_Exercise goal_.
All lines from the one containing "there's no reason" down to the one containing "I'll submit a", both ends included, are to be given again exactly; omit the rest of the listing below.

_Supplied information_.
######

PR #2568, opened 2025-11-16
New python meanbitches scraper to replace old one

thismanyboyfriends2:
## Scraper type(s)
- [ ] performerByName
- [ ] performerByFragment
- [ ] performerByURL
- [x] sceneByName
- [x] sceneByQueryFragment
- [x] sceneByFragment
- [x] sceneByURL
- [ ] groupByURL
- [ ] galleryByFragment
- [x] galleryByURL
- [ ] imageByFragment
- [ ] imageByURL

## Examples to test

- https://megasite.meanworld.com/scenes/Ashlyn-In-Charge-Ashlyn-Peaks_vids.html
- https://megasite.meanworld.com/scenes/Darryl-Hanah---2009_vids.html
- https://megasite.meanworld.com/scenes/Obedient-Landlord-4-Hotwife-Lexi_vids.html

## Short description

A brand new MeanBitches scraper in python to replace the old simple scraper that only supported the old site (which is now defunct).

Now supports:
- New website
- fragment and search scraping
- multiple fallbacks for images if they don't exist
- searches parallel pages for querying
- caching for search results


feederbox826:
This smells like LLM and the new site looks like it can be parsed just fine with xPath but LLM is too lazy to implement properly

Manifest should not be included under any circumstance.

there's no reason why you would use urllib.request when requests is already part of the base requirements includes.

Converting to draft, the LLM is overcomplicating it, there's no need for async thread-safe python

thismanyboyfriends2:
So I already made an xpath scraper before I made the python one - the main issue really is the cover image. The image is not available on any page which also includes a trailer. Therefore the only way to get that image is to go back to the performer page, and iterates through the pages to find the thumbnail of that scene. The vast majority of the other data can be fetched with the xpath scraper, but I considered the image too important a piece of information to be omitted.

Yeah, the parallel search with async/threading was done by an LLM - this was an attempt at an optimisation because searching through lots of paginated pages just to find an image was taking a while. Happy to remove it, I just found it worked better.

I'll submit a re-do in a bit with your suggestions - but I do think the fact it's python is necessary.

feederbox826:
Cover is available on the scene page, just had to update some selectors and additional processing for title since I went the easier selector way.

there is no need to overcomplicate things with a misguided LLM, they're much too attached to python

PR #2577, opened 2025-11-22
Adding support for scraping image from MensRush scenes

decisive72:
## Scraper type(s)
- [x] sceneByURL

## Examples to test
https://www.mensrush.tv/single.php?id=GT-2330_DL

## Short description
Adding support for scraping image from MensRush scenes

### DIFF
--- a/scrapers/MensRush.yml
+++ b/scrapers/MensRush.yml
@@ -12,8 +12,10 @@ xPathScrapers:
       Details:
         selector: //div[@class="movie_detail"]/h3[1]/following-sibling::p[1]/text()
         concat: "\n\n"
+      Image:
+        selector: //div[@id="movie_area"]/div[@class="player"]/div/img/@src
       Studio:
         Name: //div[@class="movie_detail"]/p/a[contains(@href,"maid")]/text()
       Tags:
         Name: //div[@class="movie_detail"]/p/a[contains(@href,"geid")]/text()
-# Last Updated May 23, 2025
+# Last Updated November 22, 2025


decisive72:
Oops, totally missed the comment in [#2352](https://github.com/stashapp/CommunityScrapers/pull/2352#issuecomment-2914999769).
> Saw the image but it's heavily watermaked, censored and low-res so wasn't sure if I wanted it included
- Heavy watermark: varies significantly studio-by-studio.
- Censored: If this is referring to the genitals, it is a legal requirement, the videos themselves are censored too (and so are any auto-generated thumbnails). Performers' eyes/faces are sometimes censored too for privacy: they don't seem to account for too many of the scenes so this isn't much of a problem in my opinion.
- Low-res: seems like they all come in 800x450, which is typically lower than the videos' 720p or 1080p dimensions, but it's also clear enough for identification.

feederbox826:
Thanks for the info, was not informed at all 😅, didnt want to populate with shit images if better ones were available elsewhere since they are **BAD**

decisive72:
For their in-house/exclusive studios these are as good as they get, at least officially. They also sell 3rd party scenes which are usually available at other storefronts too: for those scenes I usually wouldn't even consider scraping from this one just because MensRush usually adds in a bunch of their own annotations and disclaimers in the description which vary from scene to scene (i.e. a manual or NLP task to figure out what are and aren't their additions, at which point you're better off scraping from a different storefront).

feederbox826:
Thanks!

PR #2578, opened 2025-11-22
[Kink] sceneByURL - Fix Tags

WellDoneLiz:
## Scraper type(s)
- [X] sceneByURL

## Examples to test

[Old Scene](https://www.kink.com/shoot/5757)
[Recent Scene](https://www.kink.com/shoot/46314)
[New Scene](https://www.kink.com/shoot/106962)

## Short description

Update selector to find tags on scene pages.

### DIFF
--- a/scrapers/Kink.yml
+++ b/scrapers/Kink.yml
@@ -137,12 +137,11 @@ xPathScrapers:
           split: ","
       Tags:
         Name:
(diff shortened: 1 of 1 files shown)


feederbox826:
Why select the parent instead of targeting the /a below it? it'll clean up the replace code quite a bit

######

_Solution to this problem_.
there's no reason why you would use urllib.request when requests is already part of the base requirements includes.

Converting to draft, the LLM is overcomplicating it, there's no need for async thread-safe python

thismanyboyfriends2:
So I already made an xpath scraper before I made the python one - the main issue really is the cover image. The image is not available on any page which also includes a trailer. Therefore the only way to get that image is to go back to the performer page, and iterates through the pages to find the thumbnail of that scene. The vast majority of the other data can be fetched with the xpath scraper, but I considered the image too important a piece of information to be omitted.

Yeah, the parallel search with async/threading was done by an LLM - this was an attempt at an optimisation because searching through lots of paginated pages just to find an image was taking a while. Happy to remove it, I just found it worked better.

I'll submit a re-do in a bit with your suggestions - but I do think the fact it's python is necessary.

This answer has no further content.